§ EXERCISE DESCRIPTION: Your reply should be one number: how many lines of the records below contain the string "pass".

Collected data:

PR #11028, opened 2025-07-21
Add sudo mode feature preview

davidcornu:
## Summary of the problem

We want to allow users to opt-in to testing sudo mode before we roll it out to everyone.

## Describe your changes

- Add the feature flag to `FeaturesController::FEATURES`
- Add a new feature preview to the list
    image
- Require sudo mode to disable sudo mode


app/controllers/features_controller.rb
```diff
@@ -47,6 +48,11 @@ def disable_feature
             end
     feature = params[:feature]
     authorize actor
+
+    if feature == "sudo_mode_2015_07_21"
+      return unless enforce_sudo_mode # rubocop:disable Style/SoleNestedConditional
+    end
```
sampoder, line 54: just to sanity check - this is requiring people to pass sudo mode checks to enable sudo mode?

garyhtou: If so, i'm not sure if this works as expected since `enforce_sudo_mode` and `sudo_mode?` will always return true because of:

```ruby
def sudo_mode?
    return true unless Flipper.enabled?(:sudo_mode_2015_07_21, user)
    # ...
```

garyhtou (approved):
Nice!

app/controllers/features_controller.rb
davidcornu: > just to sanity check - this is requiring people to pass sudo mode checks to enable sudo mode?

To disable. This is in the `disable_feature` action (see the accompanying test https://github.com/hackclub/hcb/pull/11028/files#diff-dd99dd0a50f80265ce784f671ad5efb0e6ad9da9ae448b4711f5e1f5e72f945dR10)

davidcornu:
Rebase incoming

---

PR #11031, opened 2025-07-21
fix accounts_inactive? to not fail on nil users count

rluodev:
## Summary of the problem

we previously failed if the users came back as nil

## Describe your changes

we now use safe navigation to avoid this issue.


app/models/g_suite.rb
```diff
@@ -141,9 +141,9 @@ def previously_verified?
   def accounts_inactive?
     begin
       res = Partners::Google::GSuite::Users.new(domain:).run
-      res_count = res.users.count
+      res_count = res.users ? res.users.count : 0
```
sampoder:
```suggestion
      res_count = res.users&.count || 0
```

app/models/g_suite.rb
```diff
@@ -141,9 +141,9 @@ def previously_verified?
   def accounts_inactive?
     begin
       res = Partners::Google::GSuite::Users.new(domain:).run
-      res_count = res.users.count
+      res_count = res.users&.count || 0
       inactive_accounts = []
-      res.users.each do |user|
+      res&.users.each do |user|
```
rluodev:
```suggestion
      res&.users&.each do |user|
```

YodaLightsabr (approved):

* * *

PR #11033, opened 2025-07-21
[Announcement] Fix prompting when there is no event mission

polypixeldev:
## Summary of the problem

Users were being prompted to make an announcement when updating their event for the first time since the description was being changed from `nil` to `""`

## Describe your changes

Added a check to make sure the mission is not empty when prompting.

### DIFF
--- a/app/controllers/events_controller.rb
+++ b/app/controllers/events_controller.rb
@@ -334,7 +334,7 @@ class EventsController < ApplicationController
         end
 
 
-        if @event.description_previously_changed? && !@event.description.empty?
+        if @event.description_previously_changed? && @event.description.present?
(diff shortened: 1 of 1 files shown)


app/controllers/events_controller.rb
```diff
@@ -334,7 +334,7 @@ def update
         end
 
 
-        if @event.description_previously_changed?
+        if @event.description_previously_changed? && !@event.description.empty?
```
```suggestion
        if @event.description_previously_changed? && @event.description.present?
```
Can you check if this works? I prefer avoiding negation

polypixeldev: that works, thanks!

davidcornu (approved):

§ THE ANSWER: 2